Klingt sehr gut, das Bild vom PC auf den TV im Wohnzimmer zu streamen, leider ist das Steam Link-Gerät erst ab Oktober lieferbar.

Gibt es denn schon gleichwertige Alternativen, die ebenfalls übers Netzwerk (idealerweise per Kabel) das Bild vom PC auf den TV streamen können?

Gruß
Retrofunk


----------



## Stueppi (7. Juni 2015)

Ich behaupte jetzt einfach mal das Steam Link eine kompakte Version von Steam Inhome Streaming sein soll.
Wenn du einen zweiten PC hast, mit mindestens Gigabit Lan oder 5 Ghz WLan, kannst du den benutzen.


----------



## _maxe (8. Juni 2015)

Falls du eine Nvidia Karte hast, schau dir mal das GameStream von denen an. 
Ist echt gut und wie beim In Home Streaming von Steam merkt man kaum das da grad was gestreamt wird.

Das beste dran: Es läuft auf einem Raspberry!
Dabei merkt man überhaupt nicht die schwache Leistung des kleines Computers, es ist wirklich schön flüssig.


----------



## BobBarker2014 (8. Juni 2015)

ich finde das thema auch interessant. hab mir den steam link vorbestellt. @_maxe: wie funktioniert das denn über den raspy? ist bisher an mir vorbei gegangen ...


----------



## Retrofunk (8. Juni 2015)

_maxe schrieb:


> Falls du eine Nvidia Karte hast, schau dir mal das GameStream von denen an.
> Ist echt gut und wie beim In Home Streaming von Steam merkt man kaum das da grad was gestreamt wird.
> 
> Das beste dran: Es läuft auf einem Raspberry!
> Dabei merkt man überhaupt nicht die schwache Leistung des kleines Computers, es ist wirklich schön flüssig.

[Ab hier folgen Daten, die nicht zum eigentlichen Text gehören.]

PR #374, opened 2023-05-16
PoC: Use dataplane extraMounts

fao89:
Currently, we pass the inventory configmap name and the ssh secret name  to mount AEE, we could get the extraMounts from dataplane instead. It would allow store the logs when dataplane.extraMounts is set

https://openstack-k8s-operators.github.io/openstack-ansibleee-operator/logs/ 

https://github.com/openstack-k8s-operators/install_yamls/pull/271

### DIFF
--- a/api/v1beta1/novaexternalcompute_types.go
+++ b/api/v1beta1/novaexternalcompute_types.go
@@ -18,6 +18,7 @@ package v1beta1
 
 import (
 	condition "github.com/openstack-k8s-operators/lib-common/modules/common/condition"
+	"github.com/openstack-k8s-operators/lib-common/modules/storage"
 	corev1 "k8s.io/api/core/v1"
 	metav1 "k8s.io/apimachinery/pkg/apis/meta/v1"
 )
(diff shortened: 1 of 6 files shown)


SeanMooney:
im not entirely convicne this is the right approach

we could leverage 
https://openstack-k8s-operators.github.io/openstack-ansibleee-operator/logs/
to get logs but i don't agree that we should use ExtraMounts []storage.VolMounts ` on the NovaExternalCompute CRD for this.

i want to reserve ExtraMounts for future use to mount additional volume to the nova-compute and or libvirt container not the AEE

controllers/novaexternalcompute_controller.go
```diff
@@ -680,54 +680,6 @@ func initAEE(
 	// pointer indirection via ansibleEE.Spec.ExtraMounts
 	ansibleEEMounts := storage.VolMounts{}
 
-	// mount ssh keys
```
SeanMooney, line 683: i think we shoudl continue to generate the mounts like this and not take them form the dataplane operator but we can append the mounts required for logging.

api/v1beta1/novaexternalcompute_types.go
```diff
@@ -59,6 +60,11 @@ type NovaExternalComputeSpec struct {
 	// SSHKeySecretName is the name of the k8s Secret that contains the ssh keys to access the node
 	SSHKeySecretName string `json:"sshKeySecretName"`
 
+	// ExtraMounts containing files which can be mounted into an Ansible Execution Pod
+	// +kubebuilder:validation:Optional
+	// +kubebuilder:default={}
+	ExtraMounts []storage.VolMounts `json:"extraMounts"`
```
SeanMooney, line 66: this is not what we want extra mounts on the nova external compute to be used for

we want to keep this for additional mounts to the libvirt/nova-compute container

SeanMooney (changes requested):

fao89:
https://github.com/openstack-k8s-operators/install_yamls/pull/271#issuecomment-1550417446

PR #375, opened 2023-05-17
Always enable NovaExternalCompute webhook

abays:
We have discovered a context in which the current webhook pattern used across our operators is not currently viable.  This happens when the DataPlane operator creates a `NovaExternalCompute` CR in the context of an overall deployment via OpenStack operator.  A problem then arises because...

1. The Nova operator is deployed via OpenStack operator and thus the Nova operator webhooks are disabled
2. The DataPlane operator creates a `NovaExternalCompute` CR
3. Because the `NovaExternalCompute` CR comes from the DataPlane operator and not the OpenStack operator, it avoids the OpenStack operator's defaulting webhooks
4. Without the OpenStack operator's defaulting webhooks firing, no default images can be set on the `NovaExternalCompute` CR
5. And also, since the Nova operator webhooks are disabled, no default images are set via that mechanism as well

The stop-gap solution proposed in this PR is to always have the `NovaExternalCompute` webhook enable for the Nova operator, regardless of whether the operator is deployed separately or as part of the OpenStack operator bundle.  We will then take time to think of a potential better solution.

### DIFF
--- a/main.go
+++ b/main.go
@@ -152,10 +152,6 @@ func main() {
 			setupLog.Error(err, "unable to create webhook", "webhook", "NovaConductor")
 			os.Exit(1)
 		}
-		if err = (&novav1beta1.NovaExternalCompute{}).SetupWebhookWithManager(mgr); err != nil {
-			setupLog.Error(err, "unable to create webhook", "webhook", "NovaExternalCompute")
-			os.Exit(1)
-		}
 		if err = (&novav1beta1.NovaMetadata{}).SetupWebhookWithManager(mgr); err != nil {
 			setupLog.Error(err, "unable to create webhook", "webhook", "NovaMetadata")
 			os.Exit(1)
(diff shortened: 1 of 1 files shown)


main.go
```diff
@@ -170,6 +166,14 @@ func main() {
 		}
 	}
 
+	// NOTE: HACK: NovaExternalCompute webhooks are always enabled due to a current
```
SeanMooney, line 169: we should be enabling all the webhooks for nova not just this one.

even if the defaulting happens in the OpenStack operator we should be still running the defaulting and validating webhook on the nova operator.
can you do this for all them instead.

SeanMooney (changes requested):

main.go
abays: This won't work as a solution anyhow due to the way OpenStack operator manipulates the service operator CSVs and deployments in its `csv-merger.go`.  A different solution has been proposed in https://github.com/openstack-k8s-operators/openstack-operator/pull/314.

abays:
Closing, as testing showed this approach to be incomplete.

Super Tipp, danke! Bestelle mir eben mal das Raspberry 2. Werde dann berichten, ob ich es bis Oktober als Alternative nutzen kann.


----------



## _maxe (8. Juni 2015)

Wie gesagt, man braucht dafür eine Nvidia Karte.
Im Gaming Experience Centre oder wie das heißt gibt es dann den GameStream. Der wurde eigentlich für das Nvidia Shield entwickelt aber ist auch auf andere Geräte übertragbar. Genutzt wird hierfür Limelight auf dem Pi. Damit kann man auch nicht nur Spiele streamen sondern alle möglichen Applikationen. Steam Spiele sind ebenfalls möglich.

Man muss nur Limeligt und ein oracle build auf dem Pi installieren. Danach noch Maus und Tastatur einstellen und schon kanns losgehen. 

Hat halt keine schöne oberfläche, das verbinden erfolgt über einen Befehl den man am start im Terminal eingeben muss.

https://m.youtube.com/watch?v=9KctGpv4lXw&t=75

Einwenig Lag ist vorhanden, das hat man aber auch auf SteamMachines.


----------



## Retrofunk (8. Juni 2015)

Danke, ich habe eine 970er laufen, da hat Nvidia mit Shadowplay, G-Sync und Gamestream wirklich tolle features rausgebracht.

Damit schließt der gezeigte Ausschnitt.